# Pension Transfer from Switzerland to Canada



## Bloop (May 12, 2020)

Hi all, 

This is my first post so hope you guys are all doing well. Id like some guidance to help me understand the following situation, please. 

I have an occupational pension held in Switzerland and I would like to bring this over to Canada as a pension. Broadly, this must have been done before by someone but my Bank here seem to have no conception of anything that's not in USD. I just need to understand some basics : 

1. Transferring this as a pension, this would go into a locked RSP, I assume a LIRA. 
2. I want to confirm whether this is just effectively a drag and drop from a Swiss pension structure into a Canadian pension structure and there wont be any unexpected taxes on the Canadian side. 
3. I also want to access some cash early and can either do this (in Ontario) through a hardship clause or - my bank mentioned they could convert half the LIRA into a standard RSP - is this allowed? 

I know there are some fees to transfer it on the Swiss side, but all I need to know right now is whether the pension wrapper stays intact as it comes to Canada - I dont want (as my Bank suggested) this to arrive in cash and expose me to huge income tax on cash. 

Does anyone have any experience of this, otherwise - where can I go in Canada and find a cheap basic source of information, please? 

Thank you very much for your help, 

Matthew


----------



## NickZ (Jun 26, 2009)

At the moment I don't know what's open.
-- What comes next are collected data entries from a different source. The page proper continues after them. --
PR #341, opened 2023-06-06
1.25

errm:
- Upgrades to k8s 1.25
- Moves to a much more minimal setup
  - ASG node groups are no longer supported
  - Karpenter must be used to provision nodes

You used to be able to ask for an opinion from your nearest tax office that would be the safe option.

Just moving the money into your RRSP is going to use up your contribution room. Do you have enough? Do you really want to do that?

https://www.canada.ca/en/revenue-ag.../topics/rrsps-related-plans/transferring.html

Those are the options that don't use contribution room but I don't think any non Cdn sources would be allowed. 
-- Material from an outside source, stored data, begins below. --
PR #344, opened 2023-06-21
Fix 1.25-rc1

jportasa:
Issues:
- repeated twice` "resolve_conflicts_on_update = "OVERWRITE""`


errm (commented):
Could you add some information about the issue that this is solving?

I didn't see any issue with this in my test clusters?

The simplest thing is likely to leave it where it is and draw funds when you need them. The social security agreement between the two countries will hopefully give you an idea on any tax issues.


----------



## Bloop (May 12, 2020)

Thank you, NickZ

Since this is already in a pension structure, I had the impression from somewhere that it could be just dropped into a RSP without affecting any contribution room - actually, I havent been employed yet in Canada so I havent built up any room at all. 
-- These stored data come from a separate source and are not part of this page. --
PR #371, opened 2024-10-24
Enable to use Karpenter v1 controller policy

coord-e:
This PR attaches a controller policy for Karpenter v1 in the karpenter module. The policy content is taken from https://github.com/aws/karpenter-provider-aws/blob/v1.0.6/website/content/en/preview/getting-started/getting-started-with-karpenter/cloudformation.yaml. I've added module variables `v1` and `v1beta` to help migration as you did in https://github.com/cookpad/terraform-aws-eks/pull/368.

- policy JSON diff extracted from the cloudformation.yaml: https://gist.github.com/coord-e/04ad1c4bc54b60899e7b4f2b33bf07dd#file-policies-diff
- policy document Terraform diff extracted from this PR: https://gist.github.com/coord-e/04ad1c4bc54b60899e7b4f2b33bf07dd#file-documents-diff

I'll make a PR to backport this to v0.29 and v0.30 after this is merged.

### DIFF
--- a/modules/karpenter/controller_iam.tf
+++ b/modules/karpenter/controller_iam.tf
@@ -29,7 +29,7 @@ data "aws_iam_policy_document" "karpenter_controller_assume_role_policy" {
 }
 
 resource "aws_iam_role_policy" "karpenter_controller_v1_beta" {
-  count  = var.v1beta ? 1 : 0
+  count  = var.v1 ? 0 : 1
   name   = "KarpenterController-v1beta"
   role   = aws_iam_role.karpenter_controller.id
   policy = data.aws_iam_policy_document.karpenter_controller_v1_beta.json
--- a/modules/karpenter/controller_iam.tf
+++ b/modules/karpenter/controller_iam.tf
@@ -29,7 +29,7 @@ data "aws_iam_policy_document" "karpenter_controller_assume_role_policy" {
 }
 
 resource "aws_iam_role_policy" "karpenter_controller_v1_beta" {
-  count  = var.v1 ? 0 : 1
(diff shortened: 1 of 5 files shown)


errm (commented):
Could you check reason for test failure?

coord-e:
> LimitExceeded: Maximum policy size of 10240 bytes exceeded for role Karpenter-terraform-aws-eks-testing-3n8AYX

Including both v1 and v1beta policies inline in the role seems to exceed the IAM role's policy size limit. 
https://docs.aws.amazon.com/IAM/latest/UserGuide/reference_iam-quotas.html

This can be resolved by using managed policies. However, there should be no reason to attach both, as the v1 policy is strictly more restrictive than the v1beta policy (there should be no operations allowed by the v1 policy that aren't allowed by the v1beta policy, and Karpenter v1 should work with the v1beta policy). Therefore, it would be better to make them mutually exclusive.

Making v1 = false by default to avoid breaking changes, while allowing module users to set v1 = true if they wish to verify that their configuration works with v1 policies before v1beta is dropped.

coord-e:
> LimitExceeded: Maximum policy size of 10240 bytes exceeded for role Karpenter-terraform-aws-eks-testing-3n8AYX

Including both v1 and v1beta policies inline in the role seems to exceed the IAM role's policy size limit. 
https://docs.aws.amazon.com/IAM/latest/UserGuide/reference_iam-quotas.html

I resolved this with managed policies, now tests are passing 7257bc8e08b3007616b73c3b950124d2b006024c

errm (approved):
LGTM!

coord-e:
thank you!

PR #372, opened 2024-10-30
Use inline policy for v1beta to avoid resource recreation

coord-e:
follow-up of #371 

In #371, I separated Karpenter v1beta and v1 policies to their own managed policies. However I noticed that when we apply this change, the destruction of `aws_iam_role_policy` and creation of `aws_iam_role_attachment` can happen in any order, possibly result in a moment that no policy is attached to the role... it's sufficient to make only v1 a managed policy to address the original issue, so I revert the v1beta policy back to an inline policy in this PR to prevent the kind of disruption mentioned above.

### DIFF
--- a/modules/karpenter/controller_iam.tf
+++ b/modules/karpenter/controller_iam.tf
@@ -28,16 +28,16 @@ data "aws_iam_policy_document" "karpenter_controller_assume_role_policy" {
   }
 }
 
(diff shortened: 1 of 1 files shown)


hfm (approved):

nekketsuuu (approved):

mozamimy (approved):

errm (approved):
LGTM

Just one thing - when you say local tax office - I assume you mean a private tax specialist and that this isnt something the canadian pensions dept (government) would offer? 

Thank you for your response and the link, in any case - much obliged 

M


----------



## NickZ (Jun 26, 2009)

No I meant your local Canada Revenue agency office. Any lawyer or CA could give you an opinion but it would be worth very little if the CRA disagrees. If you can get an appointment to talk to somebody there and they put into writing that it's okay you're much safer.


----------



## NickZ (Jun 26, 2009)

https://www.canada.ca/en/revenue-ag...international-tax-non-resident-enquiries.html

You could also try that but it really depends on your luck with who answers the phone.


----------



## Booth44 (Apr 23, 2016)

Is there some pressing reason why you can't leave the pension domiciled in Switzerland as is?

You'd have to look at the tax treaty between Canada and Switzerland for a definitive answer, or seek out someone who was an expert in this area, as to whether you can roll your Swiss private pension into a LIRA. 

If you can, then there shouldn't be any tax consequences from the Canadian side unless and until you withdraw funds from a Canadian registered investment. I'm pretty confident that there won't be any hardship clauses allowing you to avoid Canadian tax if you cash out some of your RRSP/LIRA. On the other hand, if you have significant hardship such as very low income in Canada then you may not end up paying much, if any, Canadian tax.


----------



## NickZ (Jun 26, 2009)

I doubt the tax treaty would really apply in this case. He needs to find the social security treaty. It might have a section on company pension plans.


----------



## NickZ (Jun 26, 2009)

https://www.treaty-accord.gc.ca/text-texte.aspx?lang=eng&id=102192

And I don't see anything .


----------



## Bevdeforges (Nov 16, 2007)

Is this a private pension or a government pension (i.e. a government mandated pension program)?

In any event, the usual case these days seems to be that you just keep your pension where it is and when the time comes for you to retire, you apply to the Swiss pension agency (for a government pension) or to the pension holder (for a private pension). It may only be a nominal amount if you didn't contribute for very long - but many government pensions will count all your working years toward whatever is needed to qualify (though not your salary for years worked outside the country).

If it's a savings-type pension plan (like a US IRA) probably the best thing to do is to let it sit where it is. It's going to take a few years for the various stock markets to recover from the current crisis and by the time you're ready to retire you may be pleasantly surprised to find how much has accumulated. (Do keep your address up to date with the holder of the funds.)


----------



## Booth44 (Apr 23, 2016)

I think I found a good article which deals with this issue (assuming this is a private company pension)

https://www.advisor.ca/retirement/retirement-news/how-to-bring-global-pensions-home/

The case study presented in the article is an example of a person rolling a private Swiss pension (Pillar 2 Fund) directly into a Canadian retirement plan, so that's a bonus. 

So essentially, if you have the option of taking the Swiss pension as a lump sum, and are willing to put it directly in a registered plan, then the gross pension income is declared on a Canadian tax return...you get a foreign tax credit for tax paid on the withdrawal in Switzerland....and you get a corresponding deduction for the registered plan on your Canadian return. In the article, the author states that the withholding tax on the Swiss pension is claimable on the Canadian return, but it makes more sense that the actual amount of tax paid to Swiss authorities is what's actually claimable, though I'm not 100% sure.

Probably the best people to contact here are one of the larger Canadian financial planning firms, especially if there are some with offices in Switzerland.


----------